Regarding the ordering of milestones, where there is some discretion available
I tend to do things that will keep the client happy. The objective is to
deliver the project on time with the minimum level of stress for all involved.

I don't lie about in bed dreaming about imaginary packets.

------
euccastro
I sketch stuff in a notebook (a whiteboard is better, when I have the luxury).
If I'm doing graphical stuff (e.g. UI), it's mainly crude layout and
interaction diagrams. If it's something more logic, I try and describe the
high level view, then informally break it down.

Either way, at some point, I find a good place to start hacking and I feel the
urge to say it in code (mainly Python, currently).

When coding, I start by doing the smallest thing that I can run and verify in
some way. I keep adding stuff in small increments. I only get back at the
notebook when I can't think of, or decide, what to do next.

------
edu
Usually I first get a high level model working either in my head or on
paper/whiteboard. I don't really care about the details, is more a general
idea of the algorithm (iterative? recursive?), data access (I will need this,
go to a cache or database?) and fitting it in the current environment.

Then I start working to code it. I start with the main functionality, I wrote
it as I want it to be inventing the required methods. When I'm happy with it I
code the required extra-methods. Write tests for them. Write tests for the
main functionality. When it works as excepted, a couple iterations of
reviewing and re-factoring.

I'm not sure about the details about how I code the methods, it seems I'm so
focused doing it I cannot recall the how. (I guess many of us have the
sensation of "OMG! How I did it?" or seeing we've wrote much more code than we
thought).

------
javanix
I usually sit down and write something right away. As soon as I get stuck,
_then_ I think without coding, so to speak.

The unfortunate byproduct of this is that my code ends up looking very
confusing, even to me, and I have to do some major cleanup on it before I let
anyone else look at it.

------
erikwiffin
at work I read hacker news until something clicks... kindof like staring our a
window ;)

at home I just swear at my computer until things work the way I want them to.

------
edw519
How I Write Code:

1\. Copy the smallest piece of code I've already written and change it
slightly to do something really small. Get it working perfectly.

2\. Add a little bit. Get it working perfectly.

3\. Add a little bit more. Get it working perfectly.

4\. Repeat until it's not so easy to add anything, even a little bit. Print a
hard copy. Holy shit! Did I write all that?

5\. Mark it up like crazy with a red pen. Combine similar code into common
functions. Rename variables. Rename them again. Rename them again. Rename them
to what they originally were, but without vowels. Restructure unwieldy
functions. Rewrite the stuff I can't believe I actually wrote myself.

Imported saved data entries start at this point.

PR #3576, opened 2025-06-17
GFF Amharic 3.2.2

dyacob:
This is the GFF Amharic Keyboard v3.2.2:

- fixes to glow keys for alternative/secondary letters.
- alternative/secondary letters are now presented on their respective layers, the primary letter then appears as the hint.
- active key shade reset to sadis-key color.


DavidLRowe:
Does the documentation (phone layer images, for example) need to change to reflect the changes you've made?

DavidLRowe (approved):
Thanks for the updates. I wasn't sure if document changes were needed or not.

PR #3578, opened 2025-06-20
GFF Harege Fidelat v1.1.2

dyacob:
This is the GFF Harege Fidelat v1.1.2:

* CSS fixes for K_SHIFT keys.


DavidLRowe:
Some gff_mesobe_fidelat files slipped into the PR. They should be removed from this PR.

The end of the year range in LICENSE.md file needs to be updated to 2025.

dyacob:
That was quite the branch-leak!  Thanks for catching that.  I believe it has been set right now and the LICENSE.md year updated.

6\. Sit down at terminal and enter changes. Save every version (even though I
never look at it again). Get it to work perfectly (again). Holy shit! What did
I do? It's totally broken! Debug, debug, debug. Good. Now it runs perfectly.
Time to add more...go back to Step 1. (Except every 5th time through this
loop: Scrap it all and rewrite it the way I should have in the first place.)

7\. Repeat until dead.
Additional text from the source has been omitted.